Problem to solve:
Copy out every line of the data that has the word "functions" somewhere in it.

Stored data entries
PR #810, opened 2026-08-19
Deprecate get_licence functions

Kaiser-E:
The functions get_licence and get_license both do not do anything as the Motor-CAD licence is checked out during startup. Deprecate the functions so that old scripts still work.

### DIFF
--- a/src/ansys/motorcad/core/methods/rpc_methods_general.py
+++ b/src/ansys/motorcad/core/methods/rpc_methods_general.py
@@ -494,7 +494,7 @@ class _RpcMethodsGeneral:
           This method is deprecated. License is checked out at startup.
         """
         if self.connection.check_version_at_least("2027.1"):
-            print('get_licence is deprecated for 27R1 or later. License is checked out at startup.')
+            print("get_licence is deprecated for 27R1 or later. License is checked out at startup.")
         else:
             method = "GetLicence"
             return self.connection.send_and_receive(method)
--- a/src/ansys/motorcad/core/methods/rpc_methods_general.py
+++ b/src/ansys/motorcad/core/methods/rpc_methods_general.py
@@ -490,9 +490,15 @@ class _RpcMethodsGeneral:
         """Check if a license is available for the current context and machine type.
 
         If such a license is available, it is checked out.
+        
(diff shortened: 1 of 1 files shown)


src/ansys/motorcad/core/methods/rpc_methods_general.py
```diff
@@ -490,9 +490,15 @@ def get_licence(self):
         """Check if a license is available for the current context and machine type.
 
         If such a license is available, it is checked out.
+
```
jmacleod-ansys:
```suggestion

```

src/ansys/motorcad/core/methods/rpc_methods_general.py
```diff
@@ -490,9 +490,15 @@ def get_licence(self):
...
 
         If such a license is available, it is checked out.
+        
+        ..note::
+          This method is deprecated. License is checked out at startup.
         """
-        method = "GetLicence"
-        return self.connection.send_and_receive(method)
+        if self.connection.check_version_at_least("2027.1"):
+            print('get_licence is deprecated for 27R1 or later. License is checked out at startup.')
```
jmacleod-ansys:
```suggestion
            print("get_licence is deprecated for 27R1 or later. License is checked out at startup.")
```

jmacleod-ansys (changes requested):
Formatter changes (make sure pre-commit is installed and implemented)

src/ansys/motorcad/core/methods/rpc_methods_general.py
```diff
@@ -490,9 +490,15 @@ def get_licence(self):
         """Check if a license is available for the current context and machine type.
 
         If such a license is available, it is checked out.
+
+        ..note::
+          This method is deprecated. License is checked out at startup.
         """
-        method = "GetLicence"
-        return self.connection.send_and_receive(method)
+        if self.connection.check_version_at_least("2027.1"):
```
jmacleod-ansys, line 497: This will break a bunch of licensing tests. These will need to be updated. check_if_feature_exists should help.

jmacleod-ansys (changes requested):

PR #815, opened 2026-08-25
Fix for pytests hanging and remove skip licencing tests

James-Schaffer:
Ensure motorcad is left in a state where popups/messages are turned off after test_message_config and test_verbose_message_config. Also update conftest.py to use new motorcad message config commands when the feature exists.

These seem to be have causing the issues with the tests.

### DIFF
--- a/.github/workflows/ci_cd.yml
+++ b/.github/workflows/ci_cd.yml
@@ -77,9 +77,13 @@ jobs:
       - name: Install dependencies
         run: |
           python -m pip install --upgrade pip tox tox-gh-actions
-          
+
       - name: Test with tox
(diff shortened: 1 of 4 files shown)


tests/test_rpc_client_core.py
```diff
@@ -406,6 +406,7 @@ def test_show_gui(mc):
         MotorCAD(open_new_instance=False, port=mc.connection._port, show_gui=True)
 
 
+# this is causing issues , mem access violation
```
James-Schaffer:
```suggestion
# this sometimes was causing issues , mem access violation, when running locally on win64
```

jgsdavies (approved):

PR #816, opened 2026-08-26
Check for environment variable indicating running in internal scripting

jmacleod-ansys:
Add a fix for a failure to detect internal scripting is running for some adaptive template files. This is not super easy for Linux, aside from setting something in the environment and detecting that.


james-packer (approved):
Looks sensible, and shouldn't affect other functionality.

PR #811, opened 2026-08-19
Document which PyMotorCAD commands are available for Linux 

Caroline-Leak:
Adds a page to the User Guide with a list of which commands are available for Linux for 27R1, which are not available for 27R1 and which have not yet been tested.

PR #822, opened 2026-09-02
Rename restore_compatibility_settings

Caroline-Leak:
Rename restore_compatibility_settings to restore_deprecated_settings to match changes to naming of settings in Motor-CAD. 

Note: there is an added reference to restore_compatibility_settings in linux_scripting.rst in #811, which will need updating in whichever of the two PRs merges second.


src/ansys/motorcad/core/methods/rpc_methods_variables.py
```diff
@@ -69,7 +69,22 @@ def set_array_variable_2d(self, array_name, array_index1, array_index2, new_valu
...
+        """
+        warn(
+            "restore_compatibility_settings is deprecated. Use restore_deprecated_settings",
+            DeprecationWarning,
+        )
+        method = "RestoreCompatibilitySettings"
+        return self.connection.send_and_receive(method)
+
+    def restore_deprecated_settings(self, deprecated=True, recommended=False):
+        """Restore model deprecated settings to deprecated values to use the old methods."""
```
jmacleod-ansys: Repetition of docstring. This should be removed.

jmacleod-ansys (changes requested):

src/ansys/motorcad/core/methods/rpc_methods_variables.py
Caroline-Leak: good spot, this also doesn't make sense as written.

src/ansys/motorcad/core/methods/rpc_methods_variables.py
```diff
@@ -69,7 +69,22 @@ def set_array_variable_2d(self, array_name, array_index1, array_index2, new_valu
...
         """Restore model compatibility settings to default values to use the latest methods.
```
Caroline-Leak:
```suggestion
```

src/ansys/motorcad/core/methods/rpc_methods_variables.py
Caroline-Leak:
```suggestion
        """Restore model deprecated settings to default values to use the old methods."""
```

src/ansys/motorcad/core/methods/rpc_methods_variables.py
```diff
@@ -69,8 +69,22 @@ def set_array_variable_2d(self, array_name, array_index1, array_index2, new_valu
...
+        """
+        warn(
+            "restore_compatibility_settings is deprecated. Use restore_deprecated_settings",
+            DeprecationWarning,
+        )
+        method = "RestoreCompatibilitySettings"
+        return self.connection.send_and_receive(method)
+
+    def restore_deprecated_settings(self, deprecated=True, recommended=False):
+        """Restore model deprecated settings to default values to use the old methods."""
```
Caroline-Leak: Made another mistake in the last update of this
```suggestion
        """Restore model deprecated settings to default values to use the latest method."""
```

src/ansys/motorcad/core/methods/rpc_methods_variables.py
jmacleod-ansys: There's a """ that should be removed as it's broken the file.

jmacleod-ansys (changes requested):

jmacleod-ansys (approved):

PR #826, opened 2026-09-07
Wait for MotorCAD process to quit correctly on Linux

jmacleod-ansys:
Add code to improve handling of quit and make sure the MotorCAD process has actually quit before exiting. This is more of an issue on Linux where it can become a zombie if wait is not called.

Windows continues to have problems with quitting, so this is only done for Linux at this time. It is hoped to perform this for Windows as well in time, but that does not seem to yet be a thing.


src/ansys/motorcad/core/rpc_client_core.py
```diff
@@ -895,11 +898,59 @@ def get_last_error_message(self):
...
+        """
         if self.pim_instance is not None:
             self.pim_instance.delete()
         else:
             # local machine
+            if not psutil.pid_exists(self.pid):
+                # The process has already exited, so send_and_recieve will fail.
+                # Possible that another MotorCAD object has already sent the Quit command,
+                # or the user has closed Motor-CAD.
+                raise MotorCADError(
```
james-packer: Do we want to raise an exception here? In `__del__` above, we intentionally don't pass on exceptions.

src/ansys/motorcad/core/rpc_client_core.py
```diff
@@ -895,11 +898,59 @@ def get_last_error_message(self):
...
-    def _quit(self):
-        """Quit MotorCAD."""
+    def _quit(self, max_wait=200):
+        """Quit MotorCAD.
+
+        Parameters
+        ----------
+        max_wait : int, optional
+            Maximum number of seconds to wait for the Motor-CAD process to exit before force
+            killing it. Default is 200.
```
james-packer: Maybe worth mentioning that the 'force quit' is only for linux (currently)?

src/ansys/motorcad/core/methods/rpc_methods_general.py
```diff
@@ -527,9 +527,16 @@ def clear_message_log(self):
...
-        """Quit Motor-CAD."""
-        self.connection._quit()
+    def quit(self, max_wait=200):
+        """Quit Motor-CAD.
+
+        Parameters
+        ----------
+        max_wait : int, optional
+            Maximum number of seconds to wait for the Motor-CAD process to exit before force
+            killing it. Default is 200.
```
james-packer:
```suggestion
            killing it (Note: This argument only has an effect on Linux). Default is 200.
```

james-packer (approved):

PR #1335, opened 2025-01-14
Remove redundant check for "active" plugins on npe2api

### LINKED ISSUE #1334: Duplicate plugin entries
## Description

On running the plugin update process workflow, we found 499 public plugins (i.e., plugins that are neither hidden nor blocked) on the hub. This was unexpected, as PyPI lists only 496 plugins in total, and the npe2api lists 483.

The reason for this discrepancy is due to duplicate entries for some plugins in the Napari Hub. For example, [the plugin anchor-droplet-chip appears twice](https://www.napari-hub.org/plugins?search=anchor-droplet-chip): once as `anchor-droplet-chip` and once as `anchor_droplet_chip`, even though both refer to the same name and version of the plugin.

**Why is this happening?**

The issue arises from how plugin data is retrieved and processed. The workflow fetches plugin list from the [npe2 API](https://api.napari.org/api/plugins), where the plugin `anchor_droplet_chip` is listed with underscores. However, we also have an old entry for `anchor-droplet-chip` from when PyPI was used as the data source. This older entry should have been marked as stale, since it doesn’t match the entry from npe2api (the new source of truth for the latest plugin version).

To prevent problems caused by intermittent issues with PyPI returning empty lists (which led to the deletion of all plugins on the hub multiple times), we added an extra check before removing any plugin. This check ensures that a plugin is only removed if it is not considered as active by npe2api. (ref: https://github.com/napari/npe2api/blob/main/public/classifiers.json)

However, the issue is that the list we use for this check contains entries with hyphenated names, like pypi  (eg. `anchor-droplet-chip`), and not the underscored versions (e.g., `anchor_droplet_chip`). As a result, the duplicate entry with underscores is skipped for deletion, and continues to be retained.

**TLDR:** The difference in how certain plugins are named in different parts of the npe2api is resulting in duplicate entries.

aganders3:
## Description
This removes the check with npe2api for "active" plugins that prevents plugins from being marked stale. The check was made redundant by #1331. This closes #1334, because relevant plugins (those already in Dynamo with matching non-normalized names on npe2api/plugins) will now be marked "stale" and removed from the public view of the hub.


data-workflows/plugin/processor.py
```diff
@@ -37,25 +37,39 @@ def _is_new_plugin(plugin_version_pair):
...
+                f"(normalized={normalized})"
+            )
+            _mark_version_stale(name, version)
+            continue
+
         pypi_plugin_version = pypi_latest_plugins.get(name)
         if pypi_plugin_version == version:
             continue
+
         if pypi_plugin_version is None and is_plugin_active(name, version):
```
manasaV3, line 62: As we are fetching data from npe2api and not pypi, could we simply remove the check for `is_plugin_active`?

aganders3: Yes, I think we can remove it. Do you mean in addition to the other changes here, or instead?

I still think it makes sense to do the PyPI normalization to ensure a single version of each plugin. In prod I think this also gives continuity with past versions (though I'm not sure this really matters).

aganders3:
I'm not sure why the [Push Remote Dev workflow](https://github.com/chanzuckerberg/napari-hub/actions/runs/12771744643) is failing. It looks okay to me in Terraform.

data-workflows/plugin/processor.py
aganders3: I removed this check in [bcbdd73](https://github.com/chanzuckerberg/napari-hub/pull/1335/commits/bcbdd7310842f18c66100756a0599f86d7e26c29). The check is then unused so I removed the code and tests with it. I'm happy to do whatever is cleanest here 😅.

manasaV3: If we removed the `is_plugin_active` check, it should also take care of removing the duplicate entry. So one of those checks should be enough.

data-workflows/plugin/processor.py
```diff
@@ -42,19 +41,14 @@ def _is_new_plugin(plugin_version_pair):
         pypi_plugin_version = pypi_latest_plugins.get(name)
         if pypi_plugin_version == version:
             continue
-        if pypi_plugin_version is None and is_plugin_active(name, version):
-            logger.info(
-                f"Skipping marking plugin={name} version={version} stale as the "
-                f"plugin is still active in npe2api"
-            )
-            continue
```
aganders3, line 50: This is the main feature of this PR. This should result in removal of the duplicate plugins we were seeing on prod.

manasaV3 (approved):
:shipit:

PR #5340, opened 2023-05-19
Use readable uplc for budget.spec

zliu41:


effectfully (approved):
LGTM. I'll improve readable pretty-printing some time later, so that it doesn't generate that much whitespace.

PR #5344, opened 2023-05-23
PLT-6006: Purge the use of int-cast lib

bezirg:
Pre-submit checklist:
- Branch
- PR
    - [x] Self-reviewed the diff
    - [x] Reviewer requested

### DIFF
--- a/plutus-core/plutus-core/src/GHC/Natural/Extras.hs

Answer space:
Deprecate get_licence functions
The functions get_licence and get_license both do not do anything as the Motor-CAD licence is checked out during startup. Deprecate the functions so that old scripts still work.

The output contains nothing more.